| Task to complete |
For every line in the records below that contains the word "FormField", add one to a count, and report only that count.

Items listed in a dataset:
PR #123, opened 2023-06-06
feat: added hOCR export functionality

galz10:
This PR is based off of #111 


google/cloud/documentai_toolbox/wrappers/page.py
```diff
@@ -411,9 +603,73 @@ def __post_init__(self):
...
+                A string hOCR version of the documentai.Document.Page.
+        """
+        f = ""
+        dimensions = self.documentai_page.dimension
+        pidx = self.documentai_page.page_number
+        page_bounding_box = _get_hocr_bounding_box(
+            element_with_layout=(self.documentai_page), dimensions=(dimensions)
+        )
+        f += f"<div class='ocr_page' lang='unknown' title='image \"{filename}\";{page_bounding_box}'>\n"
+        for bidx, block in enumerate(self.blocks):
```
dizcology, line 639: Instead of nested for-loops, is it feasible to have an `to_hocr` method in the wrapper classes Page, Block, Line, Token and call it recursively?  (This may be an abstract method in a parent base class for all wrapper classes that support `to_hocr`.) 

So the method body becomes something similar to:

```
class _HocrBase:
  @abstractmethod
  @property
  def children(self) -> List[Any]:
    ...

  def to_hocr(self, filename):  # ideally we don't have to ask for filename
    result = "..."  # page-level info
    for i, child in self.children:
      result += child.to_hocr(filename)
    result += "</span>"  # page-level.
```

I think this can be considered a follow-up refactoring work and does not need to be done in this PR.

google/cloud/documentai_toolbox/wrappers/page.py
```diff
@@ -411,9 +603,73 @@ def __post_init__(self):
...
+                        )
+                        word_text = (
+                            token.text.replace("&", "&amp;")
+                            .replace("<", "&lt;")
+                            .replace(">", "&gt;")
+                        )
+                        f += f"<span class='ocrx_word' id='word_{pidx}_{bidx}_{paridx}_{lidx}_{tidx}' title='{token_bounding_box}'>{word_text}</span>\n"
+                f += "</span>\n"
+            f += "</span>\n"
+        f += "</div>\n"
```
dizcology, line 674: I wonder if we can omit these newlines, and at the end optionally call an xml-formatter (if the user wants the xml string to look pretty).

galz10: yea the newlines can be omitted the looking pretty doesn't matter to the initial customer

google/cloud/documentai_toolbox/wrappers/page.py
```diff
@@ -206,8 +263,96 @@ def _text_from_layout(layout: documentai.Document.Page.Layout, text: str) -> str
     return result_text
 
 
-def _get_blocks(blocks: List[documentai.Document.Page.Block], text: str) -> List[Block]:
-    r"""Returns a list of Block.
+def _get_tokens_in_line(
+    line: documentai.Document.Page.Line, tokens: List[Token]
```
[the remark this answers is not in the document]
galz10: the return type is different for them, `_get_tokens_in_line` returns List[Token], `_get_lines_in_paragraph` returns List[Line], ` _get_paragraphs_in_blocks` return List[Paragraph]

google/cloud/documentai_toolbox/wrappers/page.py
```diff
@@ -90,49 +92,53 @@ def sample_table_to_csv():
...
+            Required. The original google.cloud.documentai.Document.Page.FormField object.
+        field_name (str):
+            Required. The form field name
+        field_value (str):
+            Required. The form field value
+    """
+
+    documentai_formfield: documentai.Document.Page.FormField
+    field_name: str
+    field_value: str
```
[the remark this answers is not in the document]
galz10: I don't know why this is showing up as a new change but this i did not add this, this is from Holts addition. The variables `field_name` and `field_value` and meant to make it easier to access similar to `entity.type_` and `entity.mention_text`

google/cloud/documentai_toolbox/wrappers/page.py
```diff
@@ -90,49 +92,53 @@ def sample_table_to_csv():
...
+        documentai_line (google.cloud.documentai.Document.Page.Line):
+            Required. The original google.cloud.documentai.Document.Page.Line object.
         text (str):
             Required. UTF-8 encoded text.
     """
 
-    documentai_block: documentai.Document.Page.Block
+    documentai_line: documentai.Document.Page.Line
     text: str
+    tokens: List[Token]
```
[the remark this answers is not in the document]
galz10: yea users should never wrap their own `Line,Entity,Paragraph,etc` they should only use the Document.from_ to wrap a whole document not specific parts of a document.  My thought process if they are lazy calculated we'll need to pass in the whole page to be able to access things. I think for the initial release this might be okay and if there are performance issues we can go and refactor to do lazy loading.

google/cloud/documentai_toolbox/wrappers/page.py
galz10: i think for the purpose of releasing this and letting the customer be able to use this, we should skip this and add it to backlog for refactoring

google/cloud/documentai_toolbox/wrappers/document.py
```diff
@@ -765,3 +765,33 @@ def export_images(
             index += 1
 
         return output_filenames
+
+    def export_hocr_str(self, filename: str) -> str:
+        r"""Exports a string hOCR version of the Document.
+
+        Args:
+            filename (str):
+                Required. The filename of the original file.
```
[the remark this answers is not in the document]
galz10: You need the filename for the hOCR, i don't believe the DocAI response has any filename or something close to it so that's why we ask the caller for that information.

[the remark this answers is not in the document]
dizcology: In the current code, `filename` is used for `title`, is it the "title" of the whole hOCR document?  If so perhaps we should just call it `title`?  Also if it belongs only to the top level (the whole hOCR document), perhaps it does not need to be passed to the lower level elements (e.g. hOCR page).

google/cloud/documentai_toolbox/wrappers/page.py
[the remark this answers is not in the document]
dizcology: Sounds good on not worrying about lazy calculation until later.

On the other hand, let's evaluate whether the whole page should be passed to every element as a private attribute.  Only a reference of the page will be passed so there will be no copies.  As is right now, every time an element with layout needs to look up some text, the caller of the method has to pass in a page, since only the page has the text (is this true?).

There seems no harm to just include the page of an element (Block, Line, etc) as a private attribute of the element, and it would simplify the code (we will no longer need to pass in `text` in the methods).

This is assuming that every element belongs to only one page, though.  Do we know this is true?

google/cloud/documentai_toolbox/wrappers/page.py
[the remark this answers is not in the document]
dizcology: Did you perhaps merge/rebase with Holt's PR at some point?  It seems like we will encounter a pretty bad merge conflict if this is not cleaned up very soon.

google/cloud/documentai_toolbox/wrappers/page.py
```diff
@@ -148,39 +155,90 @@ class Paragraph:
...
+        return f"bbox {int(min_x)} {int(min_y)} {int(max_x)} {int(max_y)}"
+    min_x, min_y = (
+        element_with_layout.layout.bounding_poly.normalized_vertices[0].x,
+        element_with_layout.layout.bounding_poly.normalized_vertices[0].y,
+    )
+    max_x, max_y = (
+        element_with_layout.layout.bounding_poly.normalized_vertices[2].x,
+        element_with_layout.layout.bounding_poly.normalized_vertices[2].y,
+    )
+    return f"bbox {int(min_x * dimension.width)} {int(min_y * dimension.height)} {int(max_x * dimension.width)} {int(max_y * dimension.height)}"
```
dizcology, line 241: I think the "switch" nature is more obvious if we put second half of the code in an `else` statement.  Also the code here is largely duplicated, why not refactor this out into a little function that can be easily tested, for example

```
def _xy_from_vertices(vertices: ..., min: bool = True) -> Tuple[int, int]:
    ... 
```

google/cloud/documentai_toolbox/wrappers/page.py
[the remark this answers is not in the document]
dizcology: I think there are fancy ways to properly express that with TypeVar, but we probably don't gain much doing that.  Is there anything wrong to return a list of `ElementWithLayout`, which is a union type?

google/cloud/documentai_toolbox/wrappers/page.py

| Expected output |
2